Lynyrd-Skynyrd-wroci-do-korzeni.jpg

There are probably few bands as associated with wailing guitars as Lynyrd Skynyrd, and fewer still as identified with a single song featuring a seemingly endless wall of such wailing guitars (ah, that would be ‘Freebird’ if you’re wondering). Yet, I think my favorite section of a Lynyrd Skynyrd song ever – and I love Skynyrd! – takes only 12 seconds, and is not even played on guitar.

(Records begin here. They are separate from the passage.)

PR #11189, opened 2024-03-26
fix: rollback to Azure storage to avoid deploy error

Siglud:
fix: https://msazure.visualstudio.com/Microsoft%20Teams%20Extensibility/_workitems/edit/27230918


templates/ts/office-addin/infra/azure.bicep
```diff
@@ -1,25 +1,27 @@
 @maxLength(20)
 @minLength(4)
 param resourceBaseName string
-param staticWebAppSku string
+param storageSku string
```
jayzhang, line 4: `templates/ts/office-json-addin` is copied from `office-addin`, should update too

jayzhang (approved):

PR #11190, opened 2024-03-26
fix: retire error-message

jayzhang:
fix: https://msazure.visualstudio.com/Microsoft%20Teams%20Extensibility/_workitems/edit/27316534

retire `error-message`, `inner-error`, `error-stack` property in telemetry for now and we will use another property name for `error-message` after we can make sure the content will not contains any 3rd party message.


packages/fx-core/tests/component/driver/aad/create.test.ts
```diff
@@ -482,9 +482,9 @@ describe("aadAppCreate", async () => {
     expect(endTelemetry.properties.success).to.equal("no");
     expect(endTelemetry.properties["error-code"]).to.equal("aadAppCreate.HttpClientError");
     expect(endTelemetry.properties["error-type"]).to.equal("user");
-    expect(endTelemetry.properties["error-message"]).to.equal(
-      'A http client error happened while performing the aadApp/create task. The error response is: {"error":{"code":"Request_BadRequest","message":"Invalid value specified for property \'displayName\' of resource \'Application\'."}}'
-    );
+    // expect(endTelemetry.properties["error-message"]).to.equal(
```
blackchoey, line 485: will there be another property to store error message?

jayzhang: We will use another property name after we can make sure that the error message is in our total control. Retire this for now.

blackchoey (approved):

tecton (approved):

xzf0587 (approved):

PR #11195, opened 2024-03-26
perf: update schema for apiKey

KennethBWSong:


SLdragon (dismissed):

blackchoey:
@jayzhang  do we also need to update `yaml-schema/yaml.schema.json`?

packages/fx-core/resource/yaml-schema/v1.5/yaml.schema.json
```diff
@@ -72,7 +72,8 @@
           { "$ref": "#/definitions/teamsAppCopyAppPackageToSPFx" },
```
jayzhang, line 72: make sure `packages/fx-core/resource/yaml-schema/yaml.schema.json` is also synced.

jayzhang (approved):

PR #11198, opened 2024-03-27
feat: enhance async validation logs

anchenyi:
https://msazure.visualstudio.com/Microsoft%20Teams%20Extensibility/_workitems/edit/27231503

It was on 1977’s Street Survivors album (the one released just three days before the band’s chartered plane crashed en route to Baton Rouge, LA., killing 6 people including band leader Ronnie Van Zant, guitarist Steve Gaines, and backing vocalist Cassie Gaines). The first two songs, ‘What’s Your Name’ and ‘That Smell,’ were the big hits, but track 4 closing out side-A was ‘I Know A Little,’ which was actually written by Steve Gaines prior to joining Skynyrd only a year earlier. It’s a typical guitar boogie like so many other Skynyrd tunes, then two-thirds of the way through, the band’s too often forgotten secret weapon, pianist Billy Powell, is unleashed on the ivories. Starting at 2:27 on this audio clip, Powell pounces in and just eviscerates the keys for 9 seconds, leading into the climactic rising glissando (yup, that’s what it’s called) at 2:36. The last 3 seconds are really just a cool down.

I could listen to it a thousand times (and I believe I have), and I can’t think of another time where a Lynyrd Skynyrd song has changed direction so quickly, transformed its mood so radically, and altered the entire memory of a tune so completely. Well, except maybe the fairly notable moment at the end of the last verse of ‘Freebird’ before it transitions into 4-plus minutes of more characteristic, and historically significant, unrelenting guitar jamming…which wasn’t too bad either. To match those 4 minutes though, Powell needed only 12 seconds.